Published: December 2014

PprA is known to contribute to Deinococcus radiodurans' remarkable capacity to survive a variety of genotoxic assaults. The molecular bases for PprA's role(s) in the maintenance of the damaged D. radiodurans genome are incompletely understood, but PprA is thought to promote D. radiodurans's capacity for DSB repair. PprA is found in a multiprotein DNA processing complex along with an ATP type DNA ligase, and the D. radiodurans toposiomerase IB (DraTopoIB) as well as other proteins. Here, we show that PprA is a key contributor to D. radiodurans resistance to nalidixic acid (Nal), an inhibitor of topoisomerase II. Growth of wild type D. radiodurans and a pprA mutant were similar in the absence of exogenous genotoxic insults; however, the pprA mutant exhibited marked growth delay and a higher frequency of anucleate cells following treatment with DNA-damaging agents.
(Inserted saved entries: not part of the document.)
PR #30, opened 2016-06-29
Fix blue marble layer

balhar-jakub:
Fix Blue marble layer example to work in local environment.


pdavidc:
I think there's still some confusion about this layer's purpose. It's designed to read data from the local disk. While that doesn't work until one establishes a local copy of the Blue Marble data, we also don't want to point at data stored at worldwindserver.net. We either need to leave this alone or provide documentation clarifying the intended operation.

balhar-jakub:
Hi,

Ok. Let's close this request and I will simply update the documentation and
then create new one.

Best regards,

Jakub

PR #33, opened 2016-07-05
OGC TMS implementation

thales-geo:
Child of #528 

This is the feature branch for the TMS protocol implementation. It includes both code and examples. Demos are available here: https://thales-geo.github.io/webworldwind-demos/


pdavidc:
We've recently completed an architectural review of WebWorldWind's image layers. We found that the current pattern of defining a new layer for each service type (WMS, WMTS, TMS, Bing, etc.) needs to change. We're closing this pull request in anticipation of a implementing TMS with a new approach.

The current approach used in the layers for WMS, WMTS, Bing, and the proposed TMS in this pull request rely on either inheritance of TiledImageLayer, or rely on what amounts to a copy and paste of TiledImageLayer, with the necessary adjustments for that service. We've found this approach to be difficult to maintain, and difficult to understand. Enhancements and bug fixes that apply to all image layers are much more difficult to implement, and the extra work required to understand the implications of those changes across similar but different implementations is burdensome. 

Furthermore, the relationship of WorldWind's internal image tiling structure to performance is too important to leave the tiling scheme up to the image provider. The layer must define the tiling scheme, and the imagery must adapt to that scheme. 

Given these discoveries, it is our intention to build a common image layer that can be _composed_ with an image provider/retriever to supply tiles to the WebWorldWind client. The layer's management of image tiles and WebGL resources will remain consistent across all image service types. Each image service will supply the glue that enables services like WMS, WMTS, Bing, TMS, etc. to create image tiles appropriate for use in WebWorldWind.

See epic #528 for future TMS work
See epic #568 for the architectural changes needed to build a common image layer

PR #5911, opened 2025-05-13
Removed obsolete-for-removal UTF8 constant

mkarg:
# Aim

The target of this PR is to finally remove the `UTF8` custom constants which are currently deprecated-for-removal.

# Justification

There is no need to keep custom constants without a good reason.

4.0 is a major release, so removing code which is deprecated-for-removal is justified and does not break SemVer rules.

`StandardCharsets.UTF_8` exists since Java 7. Minimum supported JRE in 4.0 is 17+.


mkarg:
@jansupol Kindly asking for approval. I have introduced deprecated-for-removal in 3.x, so we should take the chance to finally remove needless code now in 4.x. Thanks. 🙂

jansupol (approved):

senivam (approved):

PR #5916, opened 2025-05-17
Replace UTF_8 as string in UriComponent

jansupol:


jansupol:
Closing as the method is since JDK 10

PR #5918, opened 2025-05-19
Fix wrong handling of duplicate cookies

jjqq2013:
----
Handling duplicate cookies on server side has no clear specification.

But if there is any hint or common-sense about it, it is the "longest **path**" wins, instead of currently implemented logic of "longest **value**" wins.

Section [5.4](https://www.rfc-editor.org/rfc/rfc6265#section-5.4), subsection 2 has this to say:

```
The user agent SHOULD sort the cookie-list in the following order:

Cookies with longer paths are listed before cookies with shorter paths.
NOTE: Not all user agents sort the cookie-list in this order, but this order reflects common practice when this document was written, and, historically, there have been servers that (erroneously) depended on this order.
```
though it is not for server side, it does mention how the path of cookie matters.

----
For duplicate cookies that has even same path, let us use the last value, as have been doing in earlier version (such as 2.22.1).

For example:

- Visit https://site1.domain/, it sets cookieX=value1, domain=.domain, path=/

- Visit https://site2.subdomain.domain/, it sets cookieX=value2, domain=.subdomain.domain, path=/

- Visit https://site2.subdomain.domain/ again, the Browser will just send cookies with the creation order (because the path are same, browsers have no idea which should be first), i.e., cookieX=value1;cookieX=value2

- Previous implementation of CookieParser will result in the cookieX=value1 being used, then the server side is not satisfied with the cookie value. (Actually in earlier version(2.22.1) it uses cookieX=value2.)

Let us use the last cookie value, so both web sites will work,
- Visit https://site2.subdomain.domain/ will use value2
- Visit https://site1.domain/ will use value1 because the domain of value2 can not be applied to this parent domain.

### DIFF
--- a/core-common/src/main/java/org/glassfish/jersey/message/internal/CookiesParser.java
+++ b/core-common/src/main/java/org/glassfish/jersey/message/internal/CookiesParser.java
@@ -94,7 +94,9 @@ public class CookiesParser {
     private static void checkSimilarCookieName(Map<String, Cookie> cookies, MutableCookie cookie) {
         if (cookie != null) {
             if (cookies.containsKey(cookie.name)){
-                if (cookie.path.length() >= cookies.get(cookie.name).getPath().length()){
+                int pathLen = cookie.path == null ? 0 : cookie.path.length();
+                int oldPathLen = cookies.get(cookie.name).getPath() == null ? 0 : cookies.get(cookie.name).getPath().length();
+                if (pathLen >= oldPathLen) {
                     cookies.put(cookie.name, cookie.getImmutableCookie());
                 }
             } else {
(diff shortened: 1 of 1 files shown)


jansupol:
Please see our [wiki](https://github.com/eclipse-ee4j/jersey/wiki/Missing-ECA,-Missing-Sign-off-by).

jjqq2013:
Thank you for your reply. This PR is just a suggestion, prompt, hope someone else can work for it. Actually I just wanted to create an issue but it is easier with a PR.

senivam:
Having your PR as a PoC, I've created the #5919 / is it what you expect to be changed?

senivam:
> Having your PR as a PoC, I've created the #5919 / is it what you expect to be changed?

@jjqq2013, having no response for a week, I suppose there are no objections to merge the #5919 and close this one.

senivam:
closing as #5919 was merged

PR #5806, opened 2024-11-20
Improve EntityInputStream#isEmpty handling for the Servlet case.

senivam:

PR #5924, opened 2025-05-29
improve EntityInputStream#isEmpty handling for the Servlet case. 

senivam:
porting #5806 to the 2.x branch.


senivam:
closing as NO-OP

PR #5928, opened 2025-06-04
merge of the current 3.0 into the 3.1

senivam:


core-client/pom.xml
```diff
@@ -152,6 +158,19 @@
     </dependencies>
 
     <profiles>
+        <profile>
```
jansupol: follow up: why for JDK 11 only, not 12, not 17?

tests/integration/security-digest/pom.xml
```diff
@@ -69,7 +69,7 @@
                     <loginServices>
                         <loginService implementation="org.eclipse.jetty.security.HashLoginService">
                             <name>my-realm</name>
-                            <config implementation="org.eclipse.jetty.ee10.maven.plugin.MavenResource">
+                            <config implementation="org.eclipse.jetty.maven.MavenResource">
```
jansupol, line 72: Is this correct?

senivam: yes

senivam:
I am converting this to DRAFT because it will be updated with more changes from  3.0. The profile in the core-client seems to be redundant in 3.1, and will be removed from the merge.

core-client/pom.xml
senivam: cleared

tests/integration/security-digest/pom.xml
senivam: link to the [user guide](https://jetty.org/docs/jetty/12/programming-guide/maven-jetty/jetty-maven-plugin.html#configuring-security-settings)

senivam:
Now, merge is updated with the latest 3.0, switching back to the ready-to-review state.

jansupol (approved):

PR #5941, opened 2025-06-24
Avoid NoSuchMethodError during normal operation with Servlet 6+

Spikhalskiy:
Currently, a normally operating application with Jersey produces a lot of `NoSuchMethodError`, which is shown on profilers and flight recordings, and also can be expensive if  `-XX:-OmitStackTraceInFastThrow` is specified.
This PR checks the existence of the method once during static initialization and avoids creating Errors.


senivam (approved):

jansupol:
@Spikhalskiy The problem is that you are using Servlet 6 with Jersey 3.0. But Jersey 3.0 is for Servlet 5. For Servlet 6, Jersey 3.1 should be used; Jersey 3.1.x does not use non-existent servlet methods with a reason phrase.

That being said, this code is better than catching an exception.

jansupol (approved):

Spikhalskiy:
@jansupol Thank you for your response! Yeah, you are right. It’s just Jersey 3.0 still working just fine for us with Servlet 6, so we didn’t have the urge to upgrade.

PR #5943, opened 2025-06-25
Eliminate unnecessary flushes

jansupol:


core-common/src/main/java/org/glassfish/jersey/message/internal/OutboundMessageContext.java
```diff
@@ -562,8 +562,12 @@ public void close() {
...
             try {
                 final OutputStream es = getEntityStream();
-                if (!FlushedCloseable.class.isInstance(es)) {
-                    es.flush();
+                if (!FlushedCloseable.flushOnClose(es)) {
+                    if (CommittingOutputStream.class.isInstance(es)) {
+                        ((CommittingOutputStream) es).flushOnClose();
+                    } else {
+                        es.flush();
+                    }
```
senivam: can this be:
```
                if (CommittingOutputStream.class.isInstance(es)) {
                    ((CommittingOutputStream) es).flushOnClose();
                } else if (!FlushedCloseable.class.isInstance(es)) {
                    es.flush();
                }
``` 
?

jansupol:
```
if (CommittingOutputStream.class.isInstance(es)) {
    ((CommittingOutputStream) es).flushOnClose();
} else if (!FlushedCloseable.flushOnClose(es)) {
    es.flush();
}
```
Yes, it can.

jansupol: Probably better.

senivam (approved):

PR #5957, opened 2025-07-23
Merge jersey-container-servlet-core and jersey-container-servlet modules

jansupol:


tests/integration/servlet-tests/src/test/java/org/glassfish/jersey/tests/integration/servlettests/FilterContextPathITCase.java
```diff
@@ -50,12 +50,12 @@ public void testContextPathResource() {
 
     @Test
     public void testNoContextPathResource() {
-        assertEquals("filter/resource", target("filter/resource").request().get(String.class));
+        assertEquals("filter/resource", target("filter/filter/resource").request().get(String.class));
```
jbescos, line 53: Why is it needed to modify the context path?

jansupol: It took me a long time to find out. Servlet 2.5 API does not support getters for FILTER registrations, only for servlet registrations. So whenever the filter used to register URL mapping with the jersey-container-servlet-core, the Jersey Server did not know about the URL mapping from the filter (the jersey-container-servlet, which supports API 3.1, which has a getter for filter URL mapping, had to be used). There was a trick in the tests, the filter mapping was identical to the first segment in the `@Path` mapping. The first was used by the servlet container for the match to pass the request to Jersey, and the second is used by Jersey. When the Servlet API 3.1 is used, Jersey knows about the filter mapping, and both filter mapping and the segment in the Path is used. So the segment needs to be (correctly) duplicated.

senivam (approved):

jbescos (approved):

PR #5972, opened 2025-08-15
merge of the current 4.0 into the 4.0.JPMS

senivam:


tests/integration/pom.xml
```diff
@@ -96,6 +97,7 @@
         <module>microprofile</module>
         <module>property-check</module>
         <module>reactive-streams</module>
+        <module>resteasy-client</module>
```
jansupol, line 101: where is  `<module>jersey-5796</module>`?

tests/e2e-server/pom.xml
```diff
@@ -223,6 +230,34 @@
     </dependencies>
 
     <profiles>
+        <profile>
```
jansupol: This can be left out

senivam:
as soon as those notes are valid for the origin 4.0 branch, I've created #5982 for 4.0. After it's validated and merged, I'll pick it up here

containers/jersey-servlet/src/main/java/module-info.java
```diff
@@ -16,14 +16,21 @@
...
-    requires jakarta.servlet;
+    requires static jakarta.servlet;
 
     requires org.glassfish.jersey.core.common;
     requires org.glassfish.jersey.core.server;
-    requires org.glassfish.jersey.container.servlet.core;
 
     exports org.glassfish.jersey.servlet.async;
     exports org.glassfish.jersey.servlet.init;
+    exports org.glassfish.jersey.servlet.internal;
```
jansupol: verify this is required

connectors/jetty-connector/pom.xml
```diff
@@ -124,6 +124,10 @@
             <plugin>
                 <groupId>org.apache.maven.plugins</groupId>
                 <artifactId>maven-compiler-plugin</artifactId>
+                <configuration>
```
jansupol: This looks like a leftover from IDE, but it does not make sense here.

tests/e2e-server/pom.xml
senivam: removed via #5982

tests/integration/pom.xml
senivam: added via #5982

connectors/jetty-connector/pom.xml
senivam: fixed

containers/jersey-servlet/src/main/java/module-info.java
senivam: if you allow replacement of the 
```
if (ResponseWriter.class.getName().equals(stackTraceElement.getClassName())) {
```
statement by the 
```
if ("ResponseWriter".equals(stackTraceElement.getClassName())) {
```
 then this export is not required (now commented out from the ``module-info.java``

senivam: this replacement occurs in the file ``tests/integration/async-jersey-filter/src/main/java/org/glassfish/jersey/tests/integration/jersey2730/TestExceptionResource.java``

jansupol (approved):

Issue #5939, opened 2025-06-24
Memory leak when reusing response object


Spikhalskiy:
Our project contains the following code:

```
@Path("/foo")
public class Restlet {

    private static final Response RESPONSE_204 = Response.noContent().build();

    @GET
    @Path("/bar")
    public Response fooBar() {
        return RESPONSE_204;
    }
}
```

We use G1 collector. After making many requests (high load environment), the application starts to create a lot of humongous objects, which in turn causes STW GCs that can successfully clean the humongous objects up, but at a cost of STW.

Our G1 region size is 16Mb, so humongous objects need to be 8Mb+.

Taking the flight recording of the "Allocation outside TLAB" events to investigate the source of humongous objects, it was discovered that all the humongous objects were created with the following stacktrace:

We show that PprA interacts with both DraTopoIB and the Gyrase A subunit (DraGyrA) in vivo and that purified PprA enhances DraTopoIB catalysed relaxation of supercoiled DNA. Thus, besides promoting DNA repair, our findings suggest that PprA also contributes to preserving the integrity of the D. radiodurans genome following DNA damage by interacting with DNA topoisomerases and by facilitating the actions of DraTopoIB.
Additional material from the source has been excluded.